_TASK DIRECTIONS_.
The line that holds "I'm not sure" marks the start. Return it and each following line through the end of the data, unchanged.

....

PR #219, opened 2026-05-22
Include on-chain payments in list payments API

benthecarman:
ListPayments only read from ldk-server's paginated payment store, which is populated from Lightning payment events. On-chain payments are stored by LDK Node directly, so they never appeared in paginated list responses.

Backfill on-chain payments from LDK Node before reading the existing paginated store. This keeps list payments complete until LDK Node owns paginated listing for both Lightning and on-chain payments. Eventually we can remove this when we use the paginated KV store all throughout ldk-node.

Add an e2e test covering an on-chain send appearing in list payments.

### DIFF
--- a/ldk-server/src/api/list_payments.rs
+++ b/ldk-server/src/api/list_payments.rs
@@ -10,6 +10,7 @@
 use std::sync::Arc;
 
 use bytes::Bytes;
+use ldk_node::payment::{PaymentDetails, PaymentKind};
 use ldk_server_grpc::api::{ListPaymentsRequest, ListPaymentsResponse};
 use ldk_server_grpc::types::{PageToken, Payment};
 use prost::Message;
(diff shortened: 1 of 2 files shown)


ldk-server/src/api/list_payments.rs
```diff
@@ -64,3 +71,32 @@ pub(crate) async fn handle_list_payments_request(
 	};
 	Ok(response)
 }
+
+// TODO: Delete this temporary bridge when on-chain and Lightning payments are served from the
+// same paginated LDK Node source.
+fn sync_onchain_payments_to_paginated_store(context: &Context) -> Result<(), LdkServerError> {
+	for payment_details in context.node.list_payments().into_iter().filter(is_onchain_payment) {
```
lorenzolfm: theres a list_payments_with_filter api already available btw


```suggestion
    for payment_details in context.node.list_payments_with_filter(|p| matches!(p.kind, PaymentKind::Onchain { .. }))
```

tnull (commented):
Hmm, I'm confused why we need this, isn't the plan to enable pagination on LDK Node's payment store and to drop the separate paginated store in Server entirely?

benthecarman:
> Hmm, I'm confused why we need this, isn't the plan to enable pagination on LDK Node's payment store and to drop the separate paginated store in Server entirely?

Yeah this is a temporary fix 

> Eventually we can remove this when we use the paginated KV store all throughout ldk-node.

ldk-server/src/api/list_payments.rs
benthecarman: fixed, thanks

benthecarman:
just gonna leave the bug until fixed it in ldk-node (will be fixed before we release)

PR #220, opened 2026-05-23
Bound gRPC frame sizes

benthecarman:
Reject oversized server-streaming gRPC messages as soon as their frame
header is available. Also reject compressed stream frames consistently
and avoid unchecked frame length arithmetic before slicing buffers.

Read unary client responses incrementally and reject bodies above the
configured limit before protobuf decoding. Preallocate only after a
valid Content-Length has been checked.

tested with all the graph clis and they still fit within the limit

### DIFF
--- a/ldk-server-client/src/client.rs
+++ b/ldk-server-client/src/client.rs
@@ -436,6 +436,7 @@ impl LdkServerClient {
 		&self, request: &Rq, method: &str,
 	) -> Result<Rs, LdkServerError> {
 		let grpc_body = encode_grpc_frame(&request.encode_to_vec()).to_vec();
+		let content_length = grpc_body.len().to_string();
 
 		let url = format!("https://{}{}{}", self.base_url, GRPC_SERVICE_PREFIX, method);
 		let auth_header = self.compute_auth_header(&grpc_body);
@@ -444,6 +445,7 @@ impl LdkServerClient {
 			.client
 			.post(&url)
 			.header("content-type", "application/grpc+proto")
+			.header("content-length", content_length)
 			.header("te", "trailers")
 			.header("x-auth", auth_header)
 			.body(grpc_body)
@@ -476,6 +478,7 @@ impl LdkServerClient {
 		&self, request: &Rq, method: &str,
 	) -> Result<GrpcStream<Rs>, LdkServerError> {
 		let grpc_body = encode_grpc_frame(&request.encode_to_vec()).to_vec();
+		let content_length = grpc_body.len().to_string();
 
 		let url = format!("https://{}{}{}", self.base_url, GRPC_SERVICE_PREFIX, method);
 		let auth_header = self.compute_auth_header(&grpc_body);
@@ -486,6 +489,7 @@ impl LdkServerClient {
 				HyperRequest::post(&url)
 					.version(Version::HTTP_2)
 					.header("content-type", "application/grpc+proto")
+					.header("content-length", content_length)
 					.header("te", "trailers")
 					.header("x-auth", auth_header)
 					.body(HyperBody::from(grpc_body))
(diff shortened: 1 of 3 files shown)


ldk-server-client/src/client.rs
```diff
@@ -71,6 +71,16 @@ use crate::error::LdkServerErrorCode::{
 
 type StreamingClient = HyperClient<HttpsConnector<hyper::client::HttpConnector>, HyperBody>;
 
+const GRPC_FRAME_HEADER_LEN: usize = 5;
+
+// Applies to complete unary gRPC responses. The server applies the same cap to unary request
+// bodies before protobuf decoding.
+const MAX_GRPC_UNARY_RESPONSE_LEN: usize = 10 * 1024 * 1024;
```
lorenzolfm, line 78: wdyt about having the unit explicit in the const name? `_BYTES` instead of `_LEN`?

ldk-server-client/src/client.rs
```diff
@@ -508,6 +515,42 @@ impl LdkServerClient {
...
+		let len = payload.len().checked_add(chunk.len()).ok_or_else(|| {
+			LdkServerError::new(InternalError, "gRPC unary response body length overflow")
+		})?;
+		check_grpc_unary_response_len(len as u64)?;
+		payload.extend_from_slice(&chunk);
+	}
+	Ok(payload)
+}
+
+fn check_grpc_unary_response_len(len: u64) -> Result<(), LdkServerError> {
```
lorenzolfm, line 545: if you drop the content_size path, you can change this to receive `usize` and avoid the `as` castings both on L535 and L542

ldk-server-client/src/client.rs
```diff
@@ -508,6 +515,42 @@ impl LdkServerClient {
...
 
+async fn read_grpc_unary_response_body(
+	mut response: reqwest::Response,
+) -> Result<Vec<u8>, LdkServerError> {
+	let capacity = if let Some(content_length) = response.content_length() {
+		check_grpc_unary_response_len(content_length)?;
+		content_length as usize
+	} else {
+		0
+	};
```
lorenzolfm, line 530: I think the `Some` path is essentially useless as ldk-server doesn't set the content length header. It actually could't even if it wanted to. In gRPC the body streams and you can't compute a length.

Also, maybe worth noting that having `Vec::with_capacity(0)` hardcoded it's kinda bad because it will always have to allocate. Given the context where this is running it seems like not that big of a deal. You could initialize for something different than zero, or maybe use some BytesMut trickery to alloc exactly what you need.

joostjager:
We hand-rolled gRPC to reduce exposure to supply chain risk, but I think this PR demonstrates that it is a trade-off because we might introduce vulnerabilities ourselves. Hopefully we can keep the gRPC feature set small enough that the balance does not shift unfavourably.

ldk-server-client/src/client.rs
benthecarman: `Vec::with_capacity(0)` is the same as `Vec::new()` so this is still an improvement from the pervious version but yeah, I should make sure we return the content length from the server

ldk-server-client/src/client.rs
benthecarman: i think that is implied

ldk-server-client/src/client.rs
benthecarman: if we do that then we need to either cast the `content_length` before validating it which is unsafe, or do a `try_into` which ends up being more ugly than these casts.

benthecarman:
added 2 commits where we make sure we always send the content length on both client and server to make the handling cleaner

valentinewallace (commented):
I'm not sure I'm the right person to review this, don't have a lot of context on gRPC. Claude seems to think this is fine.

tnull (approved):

....

_PROBLEM SOLUTION_.
I'm not sure I'm the right person to review this, don't have a lot of context on gRPC. Claude seems to think this is fine.

tnull (approved):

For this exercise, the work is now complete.